EXERCISE: All of the data is to be set down again without alteration.

PROVIDED INFORMATION:

PR #213, opened 2016-08-23
Rename global_ignore_columns to global_ignore_properties

peschee:
**Replaces #189 because of a bad rebase.**

When reading the documentation

``` yml
# If you need to exclude some entity properties from triggering a revision use:

simple_things_entity_audit:
    global_ignore_columns:
        - created_at
        - updated_at
```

SOLVED EXERCISE:
PR #213, opened 2016-08-23
Rename global_ignore_columns to global_ignore_properties

peschee:
**Replaces #189 because of a bad rebase.**

When reading the documentation

``` yml
# If you need to exclude some entity properties from triggering a revision use:

simple_things_entity_audit:
    global_ignore_columns:
        - created_at
        - updated_at
```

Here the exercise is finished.